▶ _Work item_: What you return should match the data below exactly, with every entry reproduced.
(Task material)
PR #1887, opened 2026-07-23
Issue 1882 - Fix rolling out of character limit update

### LINKED ISSUE #1882: [Bug] - Character limit change not fully rolled out
**Bug description**
[I saw our weekly test broke](https://dpcbuild.deltares.nl/buildConfiguration/iMOD6_IMODPython_Windows_AcceptanceTests/7569143?expandedTest=build%3A%28id%3A7569143%29%2Cid%3A2000000000), this is because we forgot about the ``imod.mf6.Modflow6Model.__setitem__`` method, which also checks the amount of characters of a key.

**Steps to reproduce**
1. ``KeyError: "Received key with more than 16 characters: 'wel-1-WEL_OVERIG_NON_NHI'Modflow 6 has a character limit of 16."``
2. Can you create a minimum reproducible example?
    ```
    model = imod.mf6.Modflow6Model()
    model["a_name_longer_than_16_char_but_not_40"] = {}
    ```

Additionally, the truncation of the wells in ``imod.mf6.GroundwaterFlowModel.from_imod5_data`` should be done AFTER the numbers are added.

ClaireDons:
Fixes #1882 

# Description
We now only raise an error if a key is longer than 40 characters and updated the relevant tests that were still looking for 16. After checking, we already truncate the names after the numbers are added (so the logic was already correct). 

# Checklist

- [x] Links to correct issue
- [ ] Unit tests were added

### DIFF
--- a/docs/api/changelog.rst
+++ b/docs/api/changelog.rst
@@ -93,6 +93,8 @@ Fixed
 Changed
 ~~~~~~~
 
+- Increased the character limit to 40 in :class:`imod.mf6.Modflow6Model` for all 
+  keys assigned to a Modflow6 model.
 - ``proportion_depth`` and ``proportion_rate`` in
   :class:`imod.mf6.Evapotranspiration` are now optional variables. If provided,
   now require ``"segment"`` dimension when ``proportion_depth`` and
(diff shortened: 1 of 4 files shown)


JoerivanEngelen (approved):
Looks good, could you update the changelog? That we increased the max amount of characters to 40? I see there is a specific comment under ``fixed`` for imod5 with wells specific, but the change we make here is more general, as it applies to all keys assigned to a Modflow6 model.

Approving in advance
(End Task material)
▶ _Answer box_:
PR #1887, opened 2026-07-23
Issue 1882 - Fix rolling out of character limit update

### LINKED ISSUE #1882: [Bug] - Character limit change not fully rolled out
**Bug description**
[I saw our weekly test broke](https://dpcbuild.deltares.nl/buildConfiguration/iMOD6_IMODPython_Windows_AcceptanceTests/7569143?expandedTest=build%3A%28id%3A7569143%29%2Cid%3A2000000000), this is because we forgot about the ``imod.mf6.Modflow6Model.__setitem__`` method, which also checks the amount of characters of a key.

**Steps to reproduce**
1. ``KeyError: "Received key with more than 16 characters: 'wel-1-WEL_OVERIG_NON_NHI'Modflow 6 has a character limit of 16."``
2. Can you create a minimum reproducible example?
    ```
    model = imod.mf6.Modflow6Model()
    model["a_name_longer_than_16_char_but_not_40"] = {}
    ```

Additionally, the truncation of the wells in ``imod.mf6.GroundwaterFlowModel.from_imod5_data`` should be done AFTER the numbers are added.

ClaireDons:
Fixes #1882 

# Description
We now only raise an error if a key is longer than 40 characters and updated the relevant tests that were still looking for 16. After checking, we already truncate the names after the numbers are added (so the logic was already correct). 

# Checklist

- [x] Links to correct issue
- [ ] Unit tests were added

### DIFF
--- a/docs/api/changelog.rst
+++ b/docs/api/changelog.rst
@@ -93,6 +93,8 @@ Fixed
 Changed
 ~~~~~~~
 
+- Increased the character limit to 40 in :class:`imod.mf6.Modflow6Model` for all 
+  keys assigned to a Modflow6 model.
 - ``proportion_depth`` and ``proportion_rate`` in
   :class:`imod.mf6.Evapotranspiration` are now optional variables. If provided,
   now require ``"segment"`` dimension when ``proportion_depth`` and
(diff shortened: 1 of 4 files shown)


JoerivanEngelen (approved):
Looks good, could you update the changelog? That we increased the max amount of characters to 40? I see there is a specific comment under ``fixed`` for imod5 with wells specific, but the change we make here is more general, as it applies to all keys assigned to a Modflow6 model.

Approving in advance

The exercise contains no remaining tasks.